Results from a survey (Namie and Namie, 2003) indicated that victims waste time defending themselves and soliciting support, becoming demotivated and stressed, and taking sick leave due to stress-related illnesses. Bullies sabotage their work environment through their own fear, anger, anxiety, and low morale (Canada Safety Council, 2002; Vartia-Vaananen, 2003). A bully’s behavior causes other people to suffer shame, humiliation, and depression which can affect their personal life as well as their job performance (Namie and Namie, 2003).

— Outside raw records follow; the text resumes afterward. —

PR #5026, opened 2020-11-13
enhancement(file source): add internal option to ignore missing files

### LINKED ISSUE #3662: Spam `ERROR` logs from Vector when kubernetes_logs sees standard container restarts
### Current Vector Version
```
vector 0.11.0 (g75844bc x86_64-unknown-linux-gnu 2020-08-28)
```

### Use-cases
Viewing vector's own logs to see if the installation is working

### Attempted Solutions
Install vector slightly unusually (running in a systemd service on the host - but this isn't the cause of my issue), view its logs, get worried by lots of "noise" **ERRORs** in the logs like:
```
Sep 01 11:47:15.483 ERROR source{name=kubernetes_logs type=kubernetes_logs}:file_server: vector::internal_events::file: failed reading file for fingerprinting. path="/var/log/pods/platform_cluster-autoscaler-aws-cluster-autoscaler-78c69b78-jkpdl_cb3de7e0-67e1-416f-9c3e-e0ad2e640b67/aws-cluster-autoscaler/0.log" error=Os { code: 2, kind: NotFound, message: "No such file or directory" }
```

### Proposal
K8s as part of it's standard behaviour (at least in v1.16+ using the common Docker container driver), creates symlinks in `/var/log/pods/NAMESPACE_PODNAME_HASH/CONTAINERNAME/`, called `0.log`, `1.log`, etc., directed to the actual log file owned by the docker daemon `/var/lib/docker/containers/HASH/HASH-json.log`.   It makes `0.log` for the first time it runs the container, and `1.log`, `2.log`, after any restarts - which can be a standard occurrence in the case of eventually consistent liveness/readiness checks.  Docker is then free to cleanup old containers to reclaim disk space, which will mean in time `0.log` becomes a dangling symlink - hence the error vector issues.  Logs were being correctly read from the `1.log` symlink as hoped in the given example.

I realise this is **very** nice-to-have, but it would be a better K8s UX if these expected situations did not yield ERROR level logs from Vector (drowning out other real ERRORs), if I accept the actual dangling symlink is an error for the low-level Vector file-logging component you make up the K8s feature from.

I would accept adding a new option "ignore_dangling_symlinks" that would get passed though from the kubernetes_logs code to vector's file scanning routines, but would prefer this default to true and not be a needed option at all.

lukesteensen:
Closes #3662

This doesn't add any user-facing config option yet, but it does turn off these errors for the kubernetes source.

### DIFF
--- a/lib/file-source/src/fingerprinter.rs
+++ b/lib/file-source/src/fingerprinter.rs
@@ -8,7 +8,13 @@ use std::{
 };
 
 #[derive(Clone)]
-pub enum Fingerprinter {
+pub struct Fingerprinter {
+    pub strategy: FingerprintStrategy,
+    pub ignore_not_found: bool,
+}
+
+#[derive(Clone)]
+pub enum FingerprintStrategy {
     Checksum {
         bytes: usize,
         ignored_header_bytes: usize,
@@ -60,14 +66,14 @@ impl Fingerprinter {
     ) -> Result<FileFingerprint, io::Error> {
         use FileFingerprint::*;
 
-        match *self {
-            Fingerprinter::DevInode => {
+        match self.strategy {
+            FingerprintStrategy::DevInode => {
                 let file_handle = File::open(path)?;
                 let dev = file_handle.portable_dev()?;
                 let ino = file_handle.portable_ino()?;
                 Ok(DevInode(dev, ino))
             }
-            Fingerprinter::Checksum {
+            FingerprintStrategy::Checksum {
                 ignored_header_bytes,
                 bytes,
             } => {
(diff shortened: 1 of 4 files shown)


lib/file-source/src/fingerprinter.rs
```diff
@@ -100,13 +106,19 @@ impl Fingerprinter {
...
+            .map_err(|error| match error.kind() {
+                io::ErrorKind::UnexpectedEof => {
                     if !known_small_files.contains(path) {
                         emitter.emit_file_checksum_failed(path);
                         known_small_files.insert(path.clone());
                     }
-                } else {
+                }
+                io::ErrorKind::NotFound => {
+                    if self.ignore_not_found {
```
MOZGIII, line 117:
```suggestion
                    if !self.ignore_not_found {
```

lukesteensen: I double negatived myself when I needed a triple negative :facepalm:

MOZGIII (approved):
LGTM, but let's wait for E2E tests to complete

PR #5027, opened 2020-11-13
fix(topology): Fix fanout remove-while-iterating bug

### LINKED ISSUE #4457: Add test coverage of fanout failure behavior
c.f. #4455 

When multiple sinks are enabled, Vector sends events to all downstream sinks. If a single sink fails then Vector's fanout behavior is to cease sending to the failed sink and continue sending to any additional functioning sinks.

See https://github.com/timberio/vector/blob/master/src/topology/fanout.rs#L74 from https://github.com/timberio/vector/pull/214.

We should ensure test coverage of this behavior.

bruceg:
Closes #4457

Are there other cases of fanout error handling that should be covered?


lukesteensen (approved):
Great catch! You seem to have the cases covered as far as I can tell.

bruceg:
> Great catch! You seem to have the cases covered as far as I can tell.

Not quite, I still got it wrong when more than one sink has errors (fixed now).

ktff (approved):

PR #86, opened 2022-02-04
Use installer docker image version

manno:


manno:
This is blocked by updatecli not supporting docker image as a source, yet :)
I'll remove the update for now.

PR #88, opened 2022-02-04
Trim -noasset from epinio-installer release name

olblak:
It appears that the Epinio installer docker image tag doesn't have the string "-noassets" while the latest Github Release does.
Updatecli has the ability to "transform" a value as described on the documentation [transformers](https://www.updatecli.io/docs/core/transformer/) 


manno:
The docker image is independent of the github release.

PR #96, opened 2022-02-09
Install minio as a subchart of the epinio chart

jimmykarily:
Using this chart: https://github.com/minio/minio/tree/master/helm/minio
which doesn't deploy an operator (which we didn't need anyway).
This removes one dependency from the installer manifest. One more step
closer to single-chart.

Relevant discussion: https://github.com/epinio/epinio/discussions/1190


chart/epinio/Chart.yaml
```diff
@@ -12,4 +19,4 @@ maintainers:
 name: epinio
 sources:
 - https://github.com/epinio/epinio
-version: 0.3.0
+version: 0.4.0
```
ldevulder, line 22: Done by `updatecli`, has to be removed. Sorry my first thought was false...

chart/epinio-installer/Chart.yaml
```diff
@@ -1,6 +1,6 @@
 apiVersion: v1
 name: epinio-installer
-version: 0.4.0
+version: 0.5.0
```
ldevulder, line 3: Done by `updatecli`, has to be removed. Sorry my first thought was false...

jimmykarily: done

chart/epinio/Chart.yaml
jimmykarily: done

jimmykarily:
We can use cert-manager and this helm chart to fix this: https://github.com/epinio/helm-charts/pull/97/files#r806568901

manno (approved):

ldevulder (approved):
Testing successfully on my lab. Let's see how how it will work on Public Clouds after merging :-)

According to Wilkie (1996), WPB has serious ramifications on the professional, psychological, and physical development of its victims. Individuals experiencing WPB will transition through different specific states that could hinder their emotional composure, their career or job, and their environment. The first stage involves sleep disorders, low morale, impaired self esteem, and floating anxiety. The second stage encompasses hypertension, nervous conditions, loss of emotional control, burnout, and apathy. The third stage manifests in the form of intolerance, depression, negative effects on personal relationships, disconnectedness, and suicide. These side effects have far more of a negative influence on employee productivity that once believed and are known to be the primary source for employees leaving their job.

Bullying has consequences on the victim, the society, and the organization. As already discussed in this section, the effects on the recipient of WPB can be highly destructive, ranging from irritation to psychosomatic complaints (Leymann, 1996; Quine, 2001; Katrinli et al., 2010). The Finish researchers Kivimaki, Elovainio & Vahetera (2000), conducted a study in measuring the rate of sickness absence for victims versus non-victims of bullying; 5,000 nurses participated. Two categories were used to describe sickness absence.  Medically- certified spells were absences of 4 or more days and self -certified spells of sickness absence (spells of 3 days or fewer).  These researchers found that medically- certified illness was 26% greater in bullied victims than medically-certified illness of those not bullied. 

Little has been done to understand and rectify high turnover rates and to acknowledge and address WPB among hospital nurses.  Patients rely on RNs to administer safe and high level care.  WPB could lead to potentially life threatening errors.  WPB among RNs needs to be managed and reduced so that professional unity, retention of RNs, and quality health care can exist. As part of increasing our knowledge in terms of main causes of WPB, this study’s findings will broaden the readers’ understanding of the factors that trigger aggressive behavior at work including some useful strategies on ways to diffuse the mounting tension that WPB causes within the work environment.

Transitional Statement

As WPB continues to escalate, the strain is felt in areas of recruitment and retention of adequately competent and trained RNs.  Nurses are essential to providing quality health care.  The problem of WPB needs to be addressed as one cause of burnout and nursing turnover rates. The investigator of this study will address an important gap in the literature regarding WPB as a significant problem in nursing and will examine WPB as it relates to burnout, nursing turnover rates, and development of organizational strategies.  In Chapter II, the investigator will present a comprehensive review of the literature related to the concept of WPB, burnout, nurse retention and turnover, and organizational prevention strategies. The literature review will reveal profound negative effects of WPB.